# HOW TO COMPLETE THIS TASK
Two lines in the data below mark the range: the one with "PR #553, opened 2019-06-28" and the one with "--- a/Makefile". Return both, along with every line between them, exactly.

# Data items

============

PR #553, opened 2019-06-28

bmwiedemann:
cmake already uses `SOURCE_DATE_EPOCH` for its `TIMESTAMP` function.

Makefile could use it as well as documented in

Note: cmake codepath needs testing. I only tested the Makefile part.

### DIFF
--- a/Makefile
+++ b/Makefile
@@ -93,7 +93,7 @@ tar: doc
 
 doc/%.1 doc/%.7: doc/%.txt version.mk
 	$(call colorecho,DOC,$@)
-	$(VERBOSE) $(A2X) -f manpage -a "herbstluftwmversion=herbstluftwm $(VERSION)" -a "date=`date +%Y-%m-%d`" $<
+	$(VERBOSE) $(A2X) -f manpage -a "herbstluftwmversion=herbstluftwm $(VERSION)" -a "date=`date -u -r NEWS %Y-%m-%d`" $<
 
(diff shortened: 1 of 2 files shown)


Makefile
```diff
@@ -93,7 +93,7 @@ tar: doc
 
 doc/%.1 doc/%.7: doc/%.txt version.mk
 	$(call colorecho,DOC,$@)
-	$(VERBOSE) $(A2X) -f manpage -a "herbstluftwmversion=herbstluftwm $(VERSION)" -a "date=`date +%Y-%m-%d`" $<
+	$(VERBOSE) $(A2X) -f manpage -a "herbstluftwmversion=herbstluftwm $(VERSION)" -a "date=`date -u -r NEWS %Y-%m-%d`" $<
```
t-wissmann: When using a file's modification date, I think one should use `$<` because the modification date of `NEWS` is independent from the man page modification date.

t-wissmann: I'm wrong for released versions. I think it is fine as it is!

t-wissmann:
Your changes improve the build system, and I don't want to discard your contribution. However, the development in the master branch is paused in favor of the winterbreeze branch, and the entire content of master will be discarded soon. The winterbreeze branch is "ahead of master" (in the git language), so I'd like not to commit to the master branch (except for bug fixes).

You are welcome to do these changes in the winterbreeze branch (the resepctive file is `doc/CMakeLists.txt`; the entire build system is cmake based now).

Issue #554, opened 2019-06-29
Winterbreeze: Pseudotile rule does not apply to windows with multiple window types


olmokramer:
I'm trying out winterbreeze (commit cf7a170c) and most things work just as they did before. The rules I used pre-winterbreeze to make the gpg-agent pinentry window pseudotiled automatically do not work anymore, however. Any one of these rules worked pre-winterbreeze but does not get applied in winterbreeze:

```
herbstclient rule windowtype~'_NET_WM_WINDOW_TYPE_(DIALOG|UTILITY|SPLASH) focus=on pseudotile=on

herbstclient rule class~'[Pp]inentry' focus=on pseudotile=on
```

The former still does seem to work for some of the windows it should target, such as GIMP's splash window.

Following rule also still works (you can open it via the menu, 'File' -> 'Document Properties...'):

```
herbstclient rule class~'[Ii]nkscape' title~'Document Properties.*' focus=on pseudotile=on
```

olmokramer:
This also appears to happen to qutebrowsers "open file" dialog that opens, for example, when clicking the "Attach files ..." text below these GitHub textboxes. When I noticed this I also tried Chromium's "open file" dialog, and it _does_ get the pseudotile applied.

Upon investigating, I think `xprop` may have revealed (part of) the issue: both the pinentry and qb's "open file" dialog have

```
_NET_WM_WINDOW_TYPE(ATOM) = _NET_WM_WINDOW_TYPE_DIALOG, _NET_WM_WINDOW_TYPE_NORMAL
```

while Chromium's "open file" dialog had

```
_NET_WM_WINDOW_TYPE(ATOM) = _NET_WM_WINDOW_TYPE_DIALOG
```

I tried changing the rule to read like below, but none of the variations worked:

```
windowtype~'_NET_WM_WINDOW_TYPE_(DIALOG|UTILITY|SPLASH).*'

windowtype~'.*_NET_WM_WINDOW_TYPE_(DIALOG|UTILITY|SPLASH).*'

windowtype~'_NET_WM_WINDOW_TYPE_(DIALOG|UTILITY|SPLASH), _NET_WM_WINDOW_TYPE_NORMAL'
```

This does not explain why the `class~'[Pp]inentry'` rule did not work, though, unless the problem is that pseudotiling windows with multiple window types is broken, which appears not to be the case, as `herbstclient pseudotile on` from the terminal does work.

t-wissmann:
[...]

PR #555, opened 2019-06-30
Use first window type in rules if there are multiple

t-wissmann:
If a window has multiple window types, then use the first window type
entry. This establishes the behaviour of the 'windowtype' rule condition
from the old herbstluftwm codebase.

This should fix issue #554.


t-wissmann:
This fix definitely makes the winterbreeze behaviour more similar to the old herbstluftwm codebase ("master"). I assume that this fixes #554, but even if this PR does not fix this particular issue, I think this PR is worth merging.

============

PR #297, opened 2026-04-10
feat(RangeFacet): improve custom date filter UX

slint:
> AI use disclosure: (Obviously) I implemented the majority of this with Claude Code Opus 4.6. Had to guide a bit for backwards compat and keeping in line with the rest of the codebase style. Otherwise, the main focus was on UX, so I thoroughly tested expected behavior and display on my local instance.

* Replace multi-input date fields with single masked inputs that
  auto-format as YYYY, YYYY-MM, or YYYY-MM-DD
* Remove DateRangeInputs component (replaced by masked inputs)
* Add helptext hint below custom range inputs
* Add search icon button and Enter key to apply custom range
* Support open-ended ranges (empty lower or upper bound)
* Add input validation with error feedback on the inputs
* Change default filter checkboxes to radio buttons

============

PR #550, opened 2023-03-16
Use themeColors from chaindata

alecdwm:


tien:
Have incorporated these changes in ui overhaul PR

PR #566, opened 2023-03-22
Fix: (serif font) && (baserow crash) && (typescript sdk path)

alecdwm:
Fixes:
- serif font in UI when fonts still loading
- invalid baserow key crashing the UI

============

# RESPONSE
PR #553, opened 2019-06-28

bmwiedemann:
cmake already uses `SOURCE_DATE_EPOCH` for its `TIMESTAMP` function.

Makefile could use it as well as documented in

Note: cmake codepath needs testing. I only tested the Makefile part.

### DIFF
--- a/Makefile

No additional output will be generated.